[Stored items]

PR #1056, opened 2022-08-20
Update to Products.ZCatalog 6.3

davisagli:


dataflake (approved):
This is OK, but we normally handle updating dependencies after a release so that there's some time to discover issues.

davisagli:
@dataflake Got it; that seems sensible.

- WHAT TO DO
Filter the records above and return every line that holds the word "dataflake".

- TASK ANSWER
dataflake (approved):
@dataflake Got it; that seems sensible.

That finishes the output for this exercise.